Why do we hear that Text Messaging (SMS) is not acceptable in health care? What aspects of it aren’t good for medicine? Is there some technical flaw? Do we really understand all the issues?
I decided to look into the matter, and would like to summarize this mainly for doctors and clinical people. I’ll avoid using terms like protocol payloads and PDUs of GSM networks.
SMS is the industry term for Simple Messaging Service, a technology designed about 30 years ago and designed to operate internationally by phone providers. The familiar 140-character limit that still exists on Twitter even to this day traces back to this standard. Today, most of us refer to SMS and Text Messaging as the same thing.
Known SMS Security Issues
According to the Wikipedia article on SMS;
- Your Message is Exposed Over the Air: We must remember that anything that goes over the airwaves can be captured and then analyzed. While encryption is applied when your messages are exchanged, until 3G was introduced, it was quite easy to decipher mobile messages. In 3G and above the whole authentication and encryption have been revamped. One caveat is that you may not know if you are in 3G/4G mode; your phone can switch into 2G, for example, when you exhausted your data quota, or in a remote area where 3G is still not available.
- Messages are Stored First: Because you could be offline for a while, the carrier must store the message on its computers until it can contact your phone again. If someone is able to break in, or steal your phone this can expose your messages.
- Messages Can Hop Through Various Networks: This is not a direct point-to-point communication. Messages will go through various points in the network that you do not control. Someone could record the traffic and abuse it.
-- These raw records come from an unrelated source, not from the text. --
PR #8339, opened 2026-07-12
fix(terminal): open hard-wrapped HTTP links exactly once

ryush00:
## Summary

- reconstruct complete HTTP URLs from hard-wrapped terminal rows before opening them
- coordinate the WebLinksAddon and logical-line fallback so one mouse event opens one URL
- temporarily keep modifier-click gestures over detected HTTP links out of mouse-aware child TUIs, restoring the prior xterm option on mouseup, blur, or disposal

This makes a single modifier-click open the complete URL exactly once instead of opening both a physical-row fragment and the full logical URL.

## Screenshots

No visual change.

## Reproduction

1. Start this localhost-only hit counter:

```bash
python3 <<'PY'
import http.server, json, time
from pathlib import Path

hits = []
class H(http.server.BaseHTTPRequestHandler):
    def do_GET(self):
        hits.append({
            "path": self.path,
            "t": time.time(),
            "ua": self.headers.get("User-Agent", ""),
        })
        Path("/tmp/orca-wrap-url-hits.json").write_text(json.dumps(hits, indent=2))
        self.send_response(200)
        self.end_headers()
        self.wfile.write(b"ok")

    def log_message(self, *args):
        pass

Path("/tmp/orca-wrap-url-hits.json").write_text("[]")
print("listening http://127.0.0.1:8765/")
http.server.HTTPServer(("127.0.0.1", 8765), H).serve_forever()
PY
```

The server records each request's path, timestamp, and User-Agent in `/tmp/orca-wrap-url-hits.json`.

2. Print the URL below in a narrow Orca terminal so it spans multiple rows. The same URL can also be printed inside a cursor-positioned, mouse-aware agent TUI such as Grok.
3. Shift+Cmd-click a row on macOS, or Shift+Ctrl-click on Windows/Linux.
4. Inspect `/tmp/orca-wrap-url-hits.json`, excluding favicon requests when counting meaningful hits.

[...]

PR #9100, opened 2026-07-17
fix(terminal): stop gluing the next line onto a modifier-clicked URL

### LINKED ISSUE #8832: [Bug]: Cmd-click on a URL opens it with the next line's text glued on
### Operating system

macOS

### Orca version

v1.4.141

### Details

Cmd-clicking a URL in the terminal opens the browser with the first word of the next line appended.

Repro — run this in an Orca terminal, then Cmd-click the URL in the output:

    ▲ echo "Repo: https://github.com/stablyai/orca/\nDescription: 123"
    Repo: https://github.com/stablyai/orca/
    Description: 123

Cmd-click on the URL opens `https://github.com/stablyai/orca/Description`.
Expected: opens exactly `https://github.com/stablyai/orca/`.

`Description` is the first word of the next line — a separate logical line, not a continuation of the URL, but the link detector joins them.

Looks like a false positive of the hard-wrapped-URL reconstruction from #8339: it joins a URL split across rows, and here it treats an unrelated adjacent line as a continuation. Before the update to the current version the same output opened the correct URL.

Basically cmd+click becomes unusable now

nwparker:
## Summary

Fixes #8832.

Takes over / combines the best of #8852 (@xianjianlf2): stop path hard-wrap candidates from poisoning HTTP hit-testing, and reconstruct genuine edge-wrapped HTTP URLs safely.

Cmd-clicking a URL that ends mid-row opened it with the first word of the next line appended:

```
Repo: https://github.com/stablyai/orca/
Description: 123
```

opened `https://github.com/stablyai/orca/Description` instead of `https://github.com/stablyai/orca/`.

## Root cause

`findHttpLinkAtBufferPosition` built logical lines from soft-wrap, framed hard-wrap HTTP, **and** path hard-wrap reconstruction (`buildCandidateLogicalLinesForBufferPosition` / #8339).

Path hard-wrap treats a URL suffix ending in `/` as a path start and joins the next row's path-like prefix (`Description:`). HTTP extraction then trims trailing `:` → `…/orca/Description`. File links never showed this because they verify path existence; HTTP links had no equivalent check.

## Fix

HTTP hit-testing no longer consumes path hard-wrap candidates. It uses only:

1. **Native soft-wrap** (`isWrapped`) — long terminal-wrapped URLs
2. **Framed TUI hard-wrap HTTP** — existing frame-scoped builder
3. **Edge-wrap HTTP** (`buildEdgeWrappedHttpLogicalLineCandidates`) — join without wrap metadata only when each earlier row reaches the terminal edge (one-cell wide-glyph tolerance), with label-row / adjacent-scheme guards and a row scan bound derived from `TERMINAL_HTTP_URL_MAX_LENGTH`

Credit: core approach and edge-wrap reconstruction from @xianjianlf2 in #8852 (including the length-derived row bound). This PR takes that over with a permanent #8832 regression suite and adversarial coverage.

## Evidence

```bash
  src/renderer/src/components/terminal-pane/repro-8832-url-next-line.test.ts \
  src/renderer/src/components/terminal-pane/edge-wrapped-terminal-http-links.test.ts \
  src/renderer/src/components/terminal-pane/terminal-url-link-click.test.ts

# Full pane suite
pnpm exec vitest run --config config/vitest.config.ts src/renderer/src/components/terminal-pane/
```

**Results:** 170 files / 2176 tests passed (focused: repro 12, edge-wrap 18, click 13).

Covered cases:
- Issue repro (mid-row URL + `Description:` next line) → unglued URL
- Path candidates still glue in isolation (documents why HTTP must not consume them)
- Chinese / Windows / POSIX / relative / UNC next-line labels not glued
- Soft-wrapped multi-line URLs still join from either row
- Edge-wrapped multi-line URLs (no wrap metadata) still join from either row
- Wide-glyph / multi-code-point continuation rows
- Edge URL + label rows (`Description:`, `HTTP/2: 200`, etc.)
- Adjacent URL on next row stays separate
- `file://` is not treated as HTTP
- Same-row Windows path does not expand the HTTP link
- Narrow-terminal URLs spanning >20 rows (length-derived bound)
- Chinese path continuation on a genuine edge wrap

## ELI5

When you Cmd/Ctrl-click a web link in the terminal, Orca sometimes “stitched” the next line onto it because a helper meant for **file paths** was also used for **web links**. We stopped using that file-path helper for web links. Real long links that wrap at the screen edge still work; random labels on the next line no longer get glued on.

## User-regression-tradeoffs

| Case | Before | After |
|------|--------|-------|
| Mid-row URL + next-line label (`Description:`) | glued | correct single-row URL |
| Soft-wrapped long URL (`isWrapped`) | works | still works |
| Edge-wrapped long URL (no wrap metadata) | sometimes via path glue | works via dedicated edge builder |
| Framed TUI hard-wrapped URL | works | still works |
| File path hard-wrap links | works (existence check) | untouched |
| Full-width URL + next-line path-like token that is not a label | could glue | still may join if earlier row reaches the edge and next row is not a recognized label/scheme — inherent ambiguity without wrap metadata; prefer soft-wrap when the terminal provides it |
| OSC 8 hyperlinks | separate routing | untouched |

**Supersedes:** #8852 (please close in favor of this PR once reviewed).

### DIFF
--- a/src/renderer/src/components/terminal-pane/edge-wrapped-terminal-http-links.test.ts
+++ b/src/renderer/src/components/terminal-pane/edge-wrapped-terminal-http-links.test.ts
@@ -1,0 +1,425 @@
+import type { IBufferLine } from '@xterm/xterm'
+import { afterEach, beforeEach, describe, expect, it, vi } from 'vitest'
+import { registerHttpLinkStoreAccessor } from '@/lib/http-link-routing'
+import { openHttpLinkAtBufferPosition } from './terminal-url-link-hit-testing'
+
+const COLS = 40
+const WIDE_GLYPH = '界'
+const openUrlMock = vi.fn()
+
+function makeBufferLine(content: string, cols = COLS): IBufferLine {
+  return makeBufferLineFromCells(
+    Array.from(content, (text) => ({ text, width: text === WIDE_GLYPH ? 2 : 1 })),
+    cols
+  )
+}
+
+function makeBufferLineFromCells(
+  cells: { text: string; width: number }[],
+  cols = COLS
+): IBufferLine {
+  const columns: number[] = []
+  let column = 0
+  let text = ''
+  for (const cell of cells) {
+    text += cell.text
+    for (let index = 0; index < cell.text.length; index++) {
+      columns.push(column)
+    }
+    column += cell.width
+  }
+  while (column < cols) {
+    text += ' '
+    columns.push(column)
+    column++
+  }
+  columns.push(column)
+
+  return {
+    isWrapped: false,
+    length: cols,
+    translateToString: (
+      _trimRight?: boolean,
+      startColumn = 0,
+      endColumn = text.length,
+      outColumns?: number[]
+    ) => {
+      outColumns?.splice(0, outColumns.length, ...columns.slice(startColumn, endColumn + 1))
+      return text.slice(startColumn, endColumn)
+    }
+  } as IBufferLine
+}
+
+describe('edge-wrapped terminal HTTP links', () => {
+  beforeEach(() => {
+    vi.stubGlobal('window', { api: { shell: { openUrl: openUrlMock } } })
+    registerHttpLinkStoreAccessor(() => ({
+      settings: { openLinksInApp: false },
+      setActiveWorktree: vi.fn(),
+      createBrowserTab: vi.fn()
+    }))
+    openUrlMock.mockReset()
+  })
+
+  afterEach(() => {
+    vi.unstubAllGlobals()
+  })
+
+  it('opens a URL when a wide glyph starts the continuation row', () => {
+    const prefix = 'https://example.com/wide/'
+    const firstRow = `${prefix}${'c'.repeat(COLS - 1 - prefix.length)}`
+    const continuationRow = `${WIDE_GLYPH}tail`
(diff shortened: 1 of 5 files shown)


nwparker:
## Final review (ready to merge)

**Correctness**
- Root cause fix is sound: HTTP hit-testing no longer consumes path hard-wrap candidates (`buildCandidateLogicalLinesForBufferPosition`), which was gluing mid-row URLs to next-line labels (`Description:` → `…/orca/Description`).
- Soft-wrap, framed hard-wrap, and dedicated edge-wrap paths cover the real multi-line cases; issue repro + adversarial suite look solid.

**/perf**
- `findHttpLinkAtBufferPosition` only runs on Cmd/Ctrl-click activation paths (`mousedown` suppression + `mouseup` open), not hover/mousemove or render.
- Edge builder bounds the row scan by `TERMINAL_HTTP_URL_MAX_LENGTH` (2048) with a width-2-aware row cap and per-line translation cache — acceptable for the click path; no continuous polling/hot-path regression.

**CI / mergeability**
- `verify` + `track-community-pr` green
- `MERGEABLE` / `CLEAN`
- CodeRabbit nit only (exact 2048 boundary tests) — optional follow-up, not a blocker

Merging and closing superseded #8852 (credit retained for @xianjianlf2).

PR #9303, opened 2026-07-18
fix(emulator): support Xcode 27 SimulatorKit relocation

Nedian0Brien:
## Summary

Update `serve-sim` from 0.1.40 to 0.1.42 so Orca's iOS emulator helper works with Xcode 27, and materialize the package's runtime dependency closure alongside the relocated helper.

## Root cause

The helper bundled by `serve-sim` 0.1.40 links `SimulatorKit` through an `@rpath` that points to Xcode's former `Developer/Library/PrivateFrameworks` location. Xcode 27 moved the framework to `Contents/SharedFrameworks`, so the helper exits before starting with `dyld: Library not loaded: @rpath/SimulatorKit.framework`.

`serve-sim` 0.1.42 includes EvanBacon/serve-sim#90. That change removes the version-specific load command and loads the simulator frameworks dynamically from the active Xcode installation.

Unlike 0.1.40, version 0.1.42 imports runtime packages such as `ws`. Orca runs a materialized copy of `serve-sim` from Application Support, outside the app bundle, so Node's ESM resolver cannot find dependencies that remain under `Orca.app/Contents/Resources/node_modules`. The materializer now copies the dependency closure declared by `serve-sim` into the relocated runtime.

## User impact

The embedded iOS simulator stream can start under Xcode 27 without requiring a global `DYLD_FRAMEWORK_PATH` workaround.

## Validation

- Confirmed the installed dependency resolves to `serve-sim` 0.1.42.
- Confirmed `otool -L node_modules/serve-sim/bin/serve-sim-bin` no longer contains an `@rpath/SimulatorKit` load command.
- Started the helper against a booted iOS 27 iPhone 17 Pro using Xcode 27.0 (27A5218g); framebuffer capture, HID setup, JPEG encoding, and the HTTP stream all started successfully.
- Exercised the materialized helper through the installed Orca Electron-as-Node executable; attach, list, and kill all succeeded.
- Emulator-focused tests: 23 passed, including a regression test for direct and transitive runtime dependencies.
- Full test suite: 31,655 passed, 52 skipped.
- `pnpm typecheck`: passed.
- `pnpm build:desktop`: passed.
- `git diff --check`: passed.

### Existing baseline issues observed

- `pnpm lint` reaches an existing switch-exhaustiveness error in `src/renderer/src/components/skills/skill-freshness-group.tsx`. This PR does not modify that file.
- `pnpm build` completes the desktop build, then the existing Xcode 27 native helper build fails when `lipo` looks for architecture-specific outputs under paths that Swift no longer produced. This PR does not modify the native build scripts.

## AI code review summary

The diff contains the dependency bump, materializer support for the declared runtime dependency closure, and a regression test. The copy is driven by package metadata and is limited to packages already bundled with Orca. No UI code changes.

## Security audit

This updates an existing direct dependency from the same publisher and preserves lockfile integrity metadata. Materialization copies only the package.json-declared dependency closure already present in the signed app resources; it performs no runtime downloads. No permissions, network endpoints, credentials, or executable invocation arguments are changed by this PR.

## Visual changes

None.

## X handle

N/A (no X handle configured on the contributor's GitHub profile).

## ELI5

Xcode 27 moved SimulatorKit, so Orca's iOS emulator helper failed to start. Bumping serve-sim and its dependencies restores the helper against the new framework location.

### DIFF
--- a/package.json
+++ b/package.json
@@ -118,7 +118,7 @@
     "posthog-node": "^5.33.3",
     "qrcode": "^1.5.4",
     "react-i18next": "^17.0.8",
-    "serve-sim": "^0.1.40",
+    "serve-sim": "^0.1.42",
     "sherpa-onnx": "1.12.37",
     "ssh2": "^1.17.0",
     "tweetnacl": "^1.0.3",
--- a/pnpm-lock.yaml
+++ b/pnpm-lock.yaml
@@ -74,8 +74,8 @@ importers:
         specifier: ^17.0.8
         version: 17.0.8(i18next@26.3.1(typescript@7.0.2))(react-dom@19.2.7(react@19.2.7))(react@19.2.7)(typescript@7.0.2)
       serve-sim:
-        specifier: ^0.1.40
-        version: 0.1.40(typescript@7.0.2)
+        specifier: ^0.1.42
+        version: 0.1.42(typescript@7.0.2)
       sherpa-onnx:
         specifier: 1.12.37
         version: 1.12.37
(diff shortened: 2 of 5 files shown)


Jinwoo-H:
Closing this submitted branch and routing the bug to canonical owner issue #17587. We will carry the work ourselves on current main and will not request contributor follow-up. Full contributor credit is preserved for @Nedian0Brien. No action is requested from you. Thank you.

- Destination Identity Cannot Be Confirmed: There is no real confirmation that the recipient is indeed the person to whom you want to send the message. In other words, you can send a message to a wrong number, and it would be too late.
- Identity of Message Source Can Be Faked: Just as Caller IDs can also be faked, so can the source of the SMS message. Someone can use a caller ID of a doctor or a family member of a patient you know to get some important info.
Is SMS Really That Bad for Security?
Using text messaging exposes you to many security issues, but don’t lose sleep over this. Most messages are exchanged without an incident.
But it is time to move to a more secure solution where the access is controlled by you or your hospital's administrator; that you have an assurance of exactly who you are communicating with; and data are always encrypted from the moment you push the "send" button.
For HIPAA, you need to have additional security related controls such as being able to audit your medical information distribution and sharing activities. This would normally require a more healthcare dedicated system such as your EHR, PACS or our medically dedicated mobile photo solutions.
What We Recommend
First and most importantly, the majority of security breaches are due to the mismanagement of security practices. For example, do you change your office internal WiFi password when an employee quits? My other blog post, Seven Essential Low Tech Practices for Security Compliance, touches on this issue. Correct those “people” issues first.
There are many great secure messaging and sharing services out there and many of them are free or have great free trial programs. So why keep taking the risk? I would search for “Secure Messaging” or “Secure Photo Sharing” on your search engine and try them out.